Results. Median OS was longer in Cohort B than in Cohort A [23.0 months vs.15.0, adjusted hazard ratio (HR), 0.75]. Secondary outcomes were also better; PFS of 14.0 months vs. 9.8 in the earlier period (HR, 0.75) and metastatectomy rate of 8.1% versus 3.9%. The longer OS in Cohort B was preserved even after controlling for latter-line epidermal growth factor receptor (EGFR) inhibitor use (HR = 0.77).
Conclusion. In this analysis, OS, PFS and metastatectomy rates of first-line treatment of mCRC were significantly higher in the later period of the study. These results, derived from ‘real-life’ practice, suggest that the use of bevacizumab, among other alterations in the clinical management of mCRC between the two periods, might have had a significant contribution to these outcomes, and may therefore support the current practice of adding bevacizumab to first-line treatment of mCRC.
Bevacizumab (Avastin®; Genentech, Inc, South San Francisco, CA, USA), a recombinant humanized monoclonal antibody, targets the vascular endothelial growth factor (VEGF) and acts as an angiogenesis inhibitor. Bevacizumab received its initial approval by the US Food and Drug Administration (FDA) in 2004, to be prescribed in combination with 5-fluorouracil-based chemotherapy for first-line treatment of metastatic colorectal cancer (mCRC). Bevacizumab regulatory approval was based on the results of the pivotal AVF2107 phase III trial [Citation1] in which 813 previously untreated patients were randomized to bolus 5-fluorouracil (5FU)/Leucovorin (LV) and irinotecan (the IFL regimen) plus placebo or IFL plus bevacizumab. Median overall survival (OS) improved from 15.6 to 20.3 months [Hazard ratio (HR) 0.66, p < 0.001], median progression-free survival (PFS) improved from 6.2 to 10.6 months (HR 0.54, p < 0.001) and overall response rate (ORR) from 34.8% to 44.8% (p = 0.004).

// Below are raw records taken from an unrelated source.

PR #629, opened 2021-07-29
New Rust release 0.8.3

nazar-pc:
The big Rust-specific change is prelude module addition, which as can be seen from `echo` example includes most things you'd need when working with mediasoup.

There are also other minor fixes and improvements + we need to release Dominant Speaker Event.


jmillan (approved):
💯

PR #632, opened 2021-08-04
Do not railse consumer score event when consumer is paused.

mstyura:
Is it possible to consider changing behavior of consumers not to fire score event, when consumer is paused? Currently I see score updated event when create new consumer in paused state.


ibc (commented):
Nope. Consumer score also contains score about the corresponding Producer. If you want to ignore those score events while the consumer is paused, just check consumer.paused flag and ignore the score event if true.

PR #1149, opened 2023-09-01
rust: move PipeTransport to flatbuffers

jmillan:
PipeTransport tests are not disabled because they depend on WebRtcTransport, which will be done next.


ibc (approved):

nazar-pc (approved):
Makes sense

PR #1150, opened 2023-09-02
fix: template-id not allowed for destructor in c++20

o-u-p:
when compiled with c++20, it will get error:"template-id not allowed for destructor"


ibc:
Thanks

ibc:
Released in mediasoup 3.12.12.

By the time of regulatory approval of bevacizumab, the IFL protocol was no longer the preferred first-line backbone regimen for mCRC. Several trials have demonstrated that infusional fluoropyrimidine-based regimens with either oxaliplatin (FOLFOX) or irinotecan (FOLFIRI) were more efficacious and less toxic than IFL [Citation2–4]. Whether bevacizumab provides an advantage also over the infusional regimens is still uncertain [Citation5].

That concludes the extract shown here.